How Language Models Actually Work
Demystify LLMs from tokens to next-word prediction, using simple analogies you will actually remember.
Let us play a quick game. Complete this sentence:
'Once upon a...'
Your brain instantly predicted the word 'time'. You did not search a dictionary or look up the history of storytelling. Instead, you matched a pattern you have heard hundreds of times in your life. That is the fundamental concept behind Large Language Models.
Your phone keyboard's autocomplete guesses the next word based on the last few letters you typed. It is a very simple pattern matcher. Now imagine that same autocomplete, except it has read almost all public books, papers, and code repositories on the internet, and has billions of adjustable settings (parameters) to remember those connections. That is an LLM. It is not an 'oracle' that retrieves pre-written answers from a database - it is just a supercharged next-word predictor.
How does it connect words? (The Transformer)
Before 2017, language models read sentences word-by-word, like a person reading left-to-right through a tiny straw. They often forgot the beginning of a long sentence by the time they reached the end. This changed with the Transformer architecture, introduced in the famous paper Attention Is All You Need.
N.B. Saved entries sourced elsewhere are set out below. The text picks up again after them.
PR #13992, opened 2024-10-03
Fix `try` printing when it is not the last pipeline element 

### LINKED ISSUE #13991: `try` block prints result (0.98 regression)
### Describe the bug

When using a `try` block, the return value of the block is now being printed to the screen.  This did not occur in 0.97.1.

### How to reproduce

```nu
def foo [] {
  try { "This value should not be displayed." }
  "This, however, is the true return value of foo."
}

foo

# => This value should not be displayed.
# => This, however, is the true return value of foo.
```

In 0.97.1 and before, only the expected result is returned.

Adding an `ignore` suppresses it, but you shouldn't have to do that to every `try` block.

### Expected behavior

Not print results unless it is the return value of the root expression or explicitly printed.

### Configuration

| rust_version       | rustc 1.79.0 (129f3b996 2024-06-10) |
| rust_channel       | 1.79.0-x86_64-unknown-linux-gnu     |
| cargo_version      | cargo 1.79.0 (ffa9cf99a 2024-06-03) |
| build_time         | 2024-09-27 20:06:48 -04:00          |

IanManske:
# Description

Fixes #13991. This was done by more clearly separating the case when a pipeline is drained vs when it is being written (to a file).

I also added an `OutDest::Print` case which might not be strictly necessary, but is a helpful addition.

# User-Facing Changes

Bug fix.

# Tests + Formatting

Added a test.

# After Submitting

There are still a few redirection bugs that I found, but they require larger code changes, so I'll leave them until after the release.

### DIFF
--- a/crates/nu-cmd-lang/src/core_commands/try_.rs
+++ b/crates/nu-cmd-lang/src/core_commands/try_.rs
@@ -63,7 +63,7 @@ impl Command for Try {
         let eval_block = get_eval_block(engine_state);
 
         let result = eval_block(engine_state, stack, try_block, input)
-            .and_then(|pipeline| pipeline.drain_if_end(engine_state, stack));
+            .and_then(|pipeline| pipeline.drain_to_out_dest(engine_state, stack));
 
         match result {
             Err(err) => run_catch(err, head, catch_block, engine_state, stack, eval_block),
--- a/crates/nu-cmd-lang/src/core_commands/try_.rs
+++ b/crates/nu-cmd-lang/src/core_commands/try_.rs
@@ -63,7 +63,7 @@ impl Command for Try {
         let eval_block = get_eval_block(engine_state);
 
         let result = eval_block(engine_state, stack, try_block, input)
-            .and_then(|pipeline| pipeline.write_to_out_dests(engine_state, stack));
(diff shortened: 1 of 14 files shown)


WindSoilder:
Actually I'm a little worried to have more variant of `OutDest`

fdncred:
Are we going to land this before the release? If so, we need to do it soon.

IanManske:
> Are we going to land this before the release? If so, we need to do it soon.

If possible, I think we should land it to fix the `try` regression.

But I agree with @WindSoilder in that we don't want to grow `OutDest` and make redirection more complicated. Part of the issue is that I had to hack on redirection around the existing evaluator. Working with the IR so far is much nicer. With some future work, it should be possible to remove one of the `OutDest` cases.

WindSoilder:
> Part of the issue is that I had to hack on redirection around the existing evaluator. Working with the IR so far is much nicer. With some future work, it should be possible to remove one of the OutDest cases.

I think we can start to remove non IR code in the next version, I can try to do this.  Meanwhile, maybe we can add a TODO comment about removing one variant, what do you think?

WindSoilder:
Let's merge it to have a test, to avoid regression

Transformers process the entire sentence at once, using a mechanism called Self-Attention to link related words together, no matter how far apart they are.
How do you know bank means a riverbank and not a financial institution? You instantly connected it to the word river. Self-Attention calculates mathematical weights between words so the model understands context in the exact same way.
Temperature: Setting the Creativity
When predicting the next word, the model generates a list of possibilities with probability scores. The Temperature setting controls how we choose from this list:
- Temperature = 0 (Predictable): The model always picks the single highest-scoring word. Excellent for writing code, solving math, or structured JSON output where repetition and consistency are preferred.
- Temperature = 0.7 (Balanced): The model picks proportionally from the most likely options, adding variety. Great for general assistants and essays.
- Temperature = 1.2+ (Creative): The model takes wilder guesses. Fun for brainstorming, but can quickly lead to nonsensical sentences.
Default balanced mode. Blends predictable structures with moderate word variety.
Why LLMs are Stateless
By default, a raw model is completely stateless: it does not remember your past messages, cannot browse the web, and has no idea what today's date is. Every conversation feels like its first. To build modern apps that seem to have memory or access live web search, we wrap the model in systems (like RAG or databases) that feed the necessary context into its prompt with every new request. The base model itself remains a static pattern-matcher.